• **Problem to solve**: Wherever the word "installs" occurs in the lines below, copy the whole line.

>>>>

PR #840, opened 2025-07-17
Inject custom vendor packages for Harmonic to avoid Python ABI problems

### LINKED ISSUE #839: jazzy branch possibly broken
Hi!

First of all, slightly off-topic, it would be nice to have at least 1 test launching the system. Right now only compilation is tested and issues with vendor and not vendor packages are not. (from what i can understand)

My current issue trying to rebase on vrx/jazzy is that [](http://packages.osrfoundation.org/gazebo/ubuntu-stable) provides sdformat `14.8.0` and the installed vendor package comes with `14.7.0`.

I see [https://github.com/gazebo-release/sdformat_vendor/pull/15](https://github.com/gazebo-release/sdformat_vendor/pull/15) , which is not merged. This means that when trying to launch the sw stack i get incompatible symbols.

Summary:
- gz-harmonic shipped with (http://packages.osrfoundation.org/gazebo/ubuntu-stable) depends on sdformat, and installs python bindings for `14.8.0` .
- ros-jazzy-desktop-full now installs vendor at `14.7.0` via:
    ```
    ros-jazzy-desktop-full 
      └── ros-jazzy-ros-gz-sim-demos 
          └── ros-jazzy-ros-gz-sim 
              └── ros-jazzy-sdformat-vendor
    ```

There are [many deps on vendor on the ros-gz codebase](https://github.com/gazebosim/ros_gz/blob/5995c031fe06b75ad3a1304c7a88323609b5b119/ros_gz_sim/package.xml#L30-L33)... so I don't thinkg building from source on a custom branch is a valid solution here.

Thoughts? @caguero @j-rivero

j-rivero:
Closes: #839 

To avoid the installation of the ros-jazzy-gz-*-vendor (being * the Gz packages with Python wrappers)  / ros-jazzy-sdformat-vendor packages the PR does the following:

 * The PR changes the Dockerfile.base not to be based in desktop-full but in ros-base
 * Create a fake debian package that `Provides:` the vendor packages for the Gazebo libraries that have Python bindings. This way the .deb package dependency chain can continue working without the risk of installing the vendor packages and rosdep can still be used.
 * To replace the real ROS Gazebo vendor packages "provided" by the fake .deb package, stablish a colcon workspace with a gz.repos file that builds from source the packages. The Gazebo vendor packages can use the system installation of Gazebo libraries if present so no real compilation is done and the .deb packages are being used.
 * Inject for interactive and non-interactive logins the variables that allows the transparent interaction for the user sourcing the colcon workspace and making the `gz` tool from ROS to work also with system packages.

### DIFF
--- a/docker/Dockerfile.base
+++ b/docker/Dockerfile.base
@@ -1,5 +1,5 @@
-# Ubuntu 24.04 
-FROM osrf/ros:jazzy-desktop-full AS vrx-base
+# Ubuntu 24.04
+FROM ros:jazzy-ros-base AS vrx-base
 
 # Workaround from https://discourse.ros.org/t/ros-signing-key-migration-guide/43937
 RUN rm -f /etc/apt/sources.list.d/ros2-latest.list \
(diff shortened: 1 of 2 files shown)


caguero (commented):
I was able to reproduce the issue by running:
```
rocker --devices /dev/input/js0 --x11 --nvidia --user --home ghcr.io/osrf/vrx-devel:latest /bin/bash
```

and then inside the container
```
sudo apt-get update
sudo apt-get upgrade
```

After compiling VRX, I hit the issue when launching VRX:
```
caguero@1f7431d4c4df:~/vrx_ws$ ros2 launch vrx_gz competition.launch.py
[INFO] [launch]: All log files can be found below /home/caguero/.ros/log/2025-07-17-22-06-38-861309-1f7431d4c4df-5099
[INFO] [launch]: Default logging verbosity is set to INFO
[ERROR] [launch]: Caught exception in launch (see debug for traceback): Caught multiple exceptions when trying to load file of format [py]:
 - ImportError: /usr/lib/python3/dist-packages/sdformat14.cpython-312-x86_64-linux-gnu.so: undefined symbol: _ZNK3sdf3v144Cone14AxisAlignedBoxEv
 - InvalidFrontendLaunchFileError: The launch file may have a syntax error, or its format is unknown
```

Do you have some instructions to verify that this patch fixes the issue?

j-rivero:
> Do you have some instructions to verify that this patch fixes the issue?

Oh yes, sorry.

```bash
cd docker
docker-compose build base devel
rocker --devices /dev/input/js0 --x11 --nvidia --user --home vrx-devel:latest /bin/bash
```

Should leave you in the modified container.

caguero (approved):
It works for me now!

PR #863, opened 2025-11-03
[kilted] bump gz lib versions to ionic

Rezenders:
These changes should actually go into a `kilted` branch, but since that is not available I'm creating this PR as a draft.
If you make a `kilted` branch available, we can convert this PR from draft.


caguero (changes requested):
Thanks!

Could you also grep for `jazzy` and update all the references? There are some Docker files to be updated as well?

caguero:
Superseded by #871. Please, let me know if you're interested in working on the Kilted branch.

PR #865, opened 2025-11-14
Set executable flag on generate_wamv.py script

rolker:
This fixes an `executable 'generate_wamv.py' not found` error when launching generate_wamv.launch.py


caguero (approved):
Thanks @rolker !

Issue #866, opened 2025-11-17
Joints oscilliations affect sensor readings (IMU).


stepanove:
Hello!

I just started playing with VRX simulation environment and, first of all, I'd like to thank you for your work, it's cool to have an opportunity to experiment with marine robotics.

I noticed an issue with some joints starting to oscillate if you "shake" WAM-V a bit. It's visible with a naked eye and also affects data readings, for example IMU. The ball shooter is the most prominent feature, but other axes are also shaking in RViz, it's a bit harder to see, though.

The issue affects following axes:
- wamv/ball_shooter_base_joint
- wamv/ball_shooter_launcher_joint
- wamv/gps_wamv_joint
- wamv/imu_wamv_joint
- wamv/receiver_pinger_joint

It looks like this happens because these axes have zero damping and friction, probably they should be damped or made fixed instead of revolute.

**To Reproduce**
1. Run  ```ros2 launch vrx_gz competition.launch.py```
2. Next, do some high-G maneuvers using gamepad or run ```ros2 topic pub -1 /wamv/thrusters/left/thrust std_msgs/msg/Float64 {"data: 1000."} && ros2 topic pub -1 /wamv/thrusters/right/thrust std_msgs/msg/Float64 {"data: 1000."} && ros2 topic pub -1 /wamv/thrusters/left/thrust std_msgs/msg/Float64 {"data: 0."} && ros2 topic pub -1 /wamv/thrusters/right/thrust std_msgs/msg/Float64 {"data: 0."}```
3. Repeat step 2 until the ball shooter begins to oscillate in Gazebo, one time is typically enough.

**System Configuration:**
- OS: vrx-devel:v3.0.4
- ROS Version: ROS 2, Jazzy
- Gazebo Version: 8.9/8.10, the behaviour is the same with the stock image which has Gazebo 8.9 and with Gazebo updated to 8.10.

https://github.com/user-attachments/assets/1c1518e8-548c-4c52-83cc-c629f32135dd

PR #867, opened 2025-11-18
Make IMU, GPS, pinger and ball shooter joints fixed

stepanove:
This is a proposed fix for the issue #866.
I'm new to VRX, but as far as I understand, the ball shooter is not supposed to be actuated. Actually, the current joints configuration is wrong anyway, it has two joints both rotating around Z, the second joint should rotate around Y, I suppose. It's obvious that IMU, GPS and acoustic sensors should be fixed. It looks like all of this is just a kind of a copy-paste mistake.
So my suggestion is to make all the following joints fixed:
- wamv/ball_shooter_base_joint
- wamv/ball_shooter_launcher_joint
- wamv/gps_wamv_joint
- wamv/imu_wamv_joint
- wamv/receiver_pinger_joint

### DIFF
--- a/vrx_urdf/wamv_gazebo/urdf/components/ball_shooter.xacro
+++ b/vrx_urdf/wamv_gazebo/urdf/components/ball_shooter.xacro
@@ -47,16 +47,12 @@
       </inertial>
     </link>
 
-    <joint name="${namespace}/${name}_base_joint" type="revolute">
-      <axis xyz="0 0 1"/>
-      <limit effort="1000.0" lower="0.0" upper="0" velocity="0"/>
+    <joint name="${namespace}/${name}_base_joint" type="fixed">
       <origin xyz="${x} ${y} ${z}" rpy="0 0 ${yaw}"/>
       <parent link="${namespace}/base_link"/>
       <child link="${namespace}/${name}_base_link"/>
     </joint>
-    <joint name="${namespace}/${name}_launcher_joint" type="revolute">
-      <axis xyz="0 0 1"/>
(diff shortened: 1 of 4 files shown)


stepanove:
`[gazebo-1] [Err] [BallShooterPlugin.cc:158] The frame 'wamv/ball_shooter_launcher_link' does not exist` 

I noticed an error from BallShooterPlugin, it turns out that Gazebo merges links with fixed joints by default. I pushed a fix to prevent it.

stepanove:
Hi @caguero , did you have a chance to take a look at this issue?
Is there some hidden reason in keeping those axes revolute that I'm missing? If the problem is only in the fixed joint lumping, then it would be better to use "preserveFixedJoint" option, I suppose.

caguero:
> Hi @caguero , did you have a chance to take a look at this issue? Is there some hidden reason in keeping those axes revolute that I'm missing? If the problem is only in the fixed joint lumping, then it would be better to use "preserveFixedJoint" option, I suppose.

I need to check old issues but I remember we had a problem with a fixed joint related with joint lumping and this was the workaround.

caguero:
> I need to check old issues but I remember we had a problem with a fixed joint related with joint lumping and this was the workaround.

Here's [one related issue](https://github.com/osrf/vrx/pull/669).

stepanove:
> > I need to check old issues but I remember we had a problem with a fixed joint related with joint lumping and this was the workaround.
> 
> Here's [one related issue](https://github.com/osrf/vrx/pull/669).

I see, thanks! I added "preserveFixedJoint" option to all joints I made fixed previously.

Issue #869, opened 2025-11-20
Allow external sensors to be added to WAMV


rolker:
Allow other sensors that the ones pre-defined, such as a multibeam sonar sensor.

This helps accomplish #868

PR #870, opened 2025-11-20
Allow external components

rolker:
This allows additional sensors to be added to the robot.  Addresses #869.


caguero (approved):
Thanks for the patch!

<<<<

• **Response**:
- gz-harmonic shipped with (http://packages.osrfoundation.org/gazebo/ubuntu-stable) depends on sdformat, and installs python bindings for `14.8.0` .
- ros-jazzy-desktop-full now installs vendor at `14.7.0` via:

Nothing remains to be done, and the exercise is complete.